Task brief | From the records below, print exactly the lines starting at the one containing "Read constants from metadata at runtime" and ending at the one containing "### LINKED ISSUE #485: Use", ends included, and nothing else.

Collected data entries
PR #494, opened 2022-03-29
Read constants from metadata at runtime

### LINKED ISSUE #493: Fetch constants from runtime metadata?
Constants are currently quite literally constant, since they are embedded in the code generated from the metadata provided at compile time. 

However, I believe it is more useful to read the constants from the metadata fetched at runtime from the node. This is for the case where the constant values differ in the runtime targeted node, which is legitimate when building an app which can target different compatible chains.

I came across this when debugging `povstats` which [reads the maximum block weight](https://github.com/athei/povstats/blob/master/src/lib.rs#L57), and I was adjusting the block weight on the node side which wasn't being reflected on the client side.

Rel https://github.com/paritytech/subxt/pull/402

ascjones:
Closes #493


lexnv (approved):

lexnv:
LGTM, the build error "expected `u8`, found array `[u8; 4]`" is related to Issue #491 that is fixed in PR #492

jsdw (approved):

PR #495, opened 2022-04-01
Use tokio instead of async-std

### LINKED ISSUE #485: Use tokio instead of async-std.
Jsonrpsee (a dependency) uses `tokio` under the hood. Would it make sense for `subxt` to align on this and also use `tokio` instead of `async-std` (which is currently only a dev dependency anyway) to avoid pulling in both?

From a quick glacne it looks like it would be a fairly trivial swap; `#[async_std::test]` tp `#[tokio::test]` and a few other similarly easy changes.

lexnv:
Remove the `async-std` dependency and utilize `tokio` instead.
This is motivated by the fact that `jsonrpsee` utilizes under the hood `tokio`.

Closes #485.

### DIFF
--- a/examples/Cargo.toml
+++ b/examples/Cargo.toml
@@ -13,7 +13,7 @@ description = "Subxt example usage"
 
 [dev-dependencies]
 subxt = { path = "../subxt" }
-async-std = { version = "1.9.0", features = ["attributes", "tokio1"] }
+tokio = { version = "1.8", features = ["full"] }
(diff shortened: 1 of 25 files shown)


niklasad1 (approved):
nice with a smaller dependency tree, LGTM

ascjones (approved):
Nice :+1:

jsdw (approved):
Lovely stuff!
--
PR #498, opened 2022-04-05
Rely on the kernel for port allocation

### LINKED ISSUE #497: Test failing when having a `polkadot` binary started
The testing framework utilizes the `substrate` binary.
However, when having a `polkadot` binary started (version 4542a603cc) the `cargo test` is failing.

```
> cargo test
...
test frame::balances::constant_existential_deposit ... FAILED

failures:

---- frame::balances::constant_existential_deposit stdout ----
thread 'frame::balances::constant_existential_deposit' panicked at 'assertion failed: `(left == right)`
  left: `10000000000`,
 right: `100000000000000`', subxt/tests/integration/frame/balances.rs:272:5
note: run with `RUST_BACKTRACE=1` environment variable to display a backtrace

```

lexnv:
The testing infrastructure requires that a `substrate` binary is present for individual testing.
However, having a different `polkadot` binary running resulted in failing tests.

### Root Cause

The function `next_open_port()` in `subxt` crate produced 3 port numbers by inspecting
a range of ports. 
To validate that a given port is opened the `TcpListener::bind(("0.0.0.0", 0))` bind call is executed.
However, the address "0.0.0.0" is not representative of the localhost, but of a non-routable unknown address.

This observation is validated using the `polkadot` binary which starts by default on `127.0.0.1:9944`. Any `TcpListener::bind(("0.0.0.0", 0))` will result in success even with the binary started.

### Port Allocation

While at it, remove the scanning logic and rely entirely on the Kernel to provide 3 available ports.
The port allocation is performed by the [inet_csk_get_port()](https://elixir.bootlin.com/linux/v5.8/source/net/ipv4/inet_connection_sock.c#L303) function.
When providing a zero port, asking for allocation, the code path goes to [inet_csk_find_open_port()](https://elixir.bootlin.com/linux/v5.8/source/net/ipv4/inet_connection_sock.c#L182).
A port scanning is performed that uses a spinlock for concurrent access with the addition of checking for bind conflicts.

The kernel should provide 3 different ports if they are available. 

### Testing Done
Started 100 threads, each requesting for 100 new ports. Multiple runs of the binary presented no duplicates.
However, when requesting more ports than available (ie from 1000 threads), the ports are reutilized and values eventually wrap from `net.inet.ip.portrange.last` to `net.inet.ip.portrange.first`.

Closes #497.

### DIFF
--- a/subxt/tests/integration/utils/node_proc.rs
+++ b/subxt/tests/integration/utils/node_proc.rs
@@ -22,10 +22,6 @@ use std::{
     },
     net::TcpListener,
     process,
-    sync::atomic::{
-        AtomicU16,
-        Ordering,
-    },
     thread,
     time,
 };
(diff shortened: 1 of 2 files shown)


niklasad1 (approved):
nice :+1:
...
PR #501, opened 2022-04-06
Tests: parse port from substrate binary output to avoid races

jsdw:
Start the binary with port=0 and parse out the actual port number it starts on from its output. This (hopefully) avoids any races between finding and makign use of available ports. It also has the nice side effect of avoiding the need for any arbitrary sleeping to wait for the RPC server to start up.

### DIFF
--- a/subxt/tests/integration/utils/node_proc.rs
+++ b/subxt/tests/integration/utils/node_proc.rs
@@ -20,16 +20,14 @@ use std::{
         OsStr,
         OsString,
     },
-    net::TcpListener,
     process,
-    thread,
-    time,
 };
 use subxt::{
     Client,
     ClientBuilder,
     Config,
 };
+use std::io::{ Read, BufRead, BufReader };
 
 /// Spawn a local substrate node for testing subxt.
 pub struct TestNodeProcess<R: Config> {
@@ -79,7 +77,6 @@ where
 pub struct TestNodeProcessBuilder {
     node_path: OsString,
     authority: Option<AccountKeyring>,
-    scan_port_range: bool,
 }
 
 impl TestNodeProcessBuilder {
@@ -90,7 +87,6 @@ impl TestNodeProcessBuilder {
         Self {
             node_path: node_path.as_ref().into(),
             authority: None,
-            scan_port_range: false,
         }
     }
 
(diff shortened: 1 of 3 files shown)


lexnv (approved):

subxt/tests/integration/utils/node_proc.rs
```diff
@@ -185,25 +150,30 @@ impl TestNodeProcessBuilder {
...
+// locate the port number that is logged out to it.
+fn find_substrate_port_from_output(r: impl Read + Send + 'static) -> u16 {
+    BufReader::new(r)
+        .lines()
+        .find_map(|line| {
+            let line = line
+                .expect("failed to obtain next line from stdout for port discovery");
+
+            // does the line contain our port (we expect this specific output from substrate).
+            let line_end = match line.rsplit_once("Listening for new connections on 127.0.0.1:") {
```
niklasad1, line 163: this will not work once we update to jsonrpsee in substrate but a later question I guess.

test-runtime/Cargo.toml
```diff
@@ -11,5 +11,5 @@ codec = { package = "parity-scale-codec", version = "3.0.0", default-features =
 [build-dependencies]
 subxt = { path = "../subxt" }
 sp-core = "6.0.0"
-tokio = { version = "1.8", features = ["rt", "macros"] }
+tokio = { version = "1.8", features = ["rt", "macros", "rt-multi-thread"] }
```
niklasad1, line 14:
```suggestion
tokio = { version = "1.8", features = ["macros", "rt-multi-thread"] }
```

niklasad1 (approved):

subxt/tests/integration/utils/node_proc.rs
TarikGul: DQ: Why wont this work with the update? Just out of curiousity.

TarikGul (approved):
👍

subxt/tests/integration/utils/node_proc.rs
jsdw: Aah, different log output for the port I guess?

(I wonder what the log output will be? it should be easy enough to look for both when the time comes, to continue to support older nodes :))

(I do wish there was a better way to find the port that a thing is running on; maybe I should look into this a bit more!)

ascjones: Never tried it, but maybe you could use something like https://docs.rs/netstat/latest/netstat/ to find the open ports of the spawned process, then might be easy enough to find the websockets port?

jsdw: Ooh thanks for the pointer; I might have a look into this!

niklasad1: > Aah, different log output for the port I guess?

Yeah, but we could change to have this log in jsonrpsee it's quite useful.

Answer for this exercise |
Read constants from metadata at runtime

### LINKED ISSUE #493: Fetch constants from runtime metadata?
Constants are currently quite literally constant, since they are embedded in the code generated from the metadata provided at compile time. 

However, I believe it is more useful to read the constants from the metadata fetched at runtime from the node. This is for the case where the constant values differ in the runtime targeted node, which is legitimate when building an app which can target different compatible chains.

I came across this when debugging `povstats` which [reads the maximum block weight](https://github.com/athei/povstats/blob/master/src/lib.rs#L57), and I was adjusting the block weight on the node side which wasn't being reflected on the client side.

Rel https://github.com/paritytech/subxt/pull/402

ascjones:
Closes #493


lexnv (approved):

lexnv:
LGTM, the build error "expected `u8`, found array `[u8; 4]`" is related to Issue #491 that is fixed in PR #492

jsdw (approved):

PR #495, opened 2022-04-01
Use tokio instead of async-std

### LINKED ISSUE #485: Use tokio instead of async-std.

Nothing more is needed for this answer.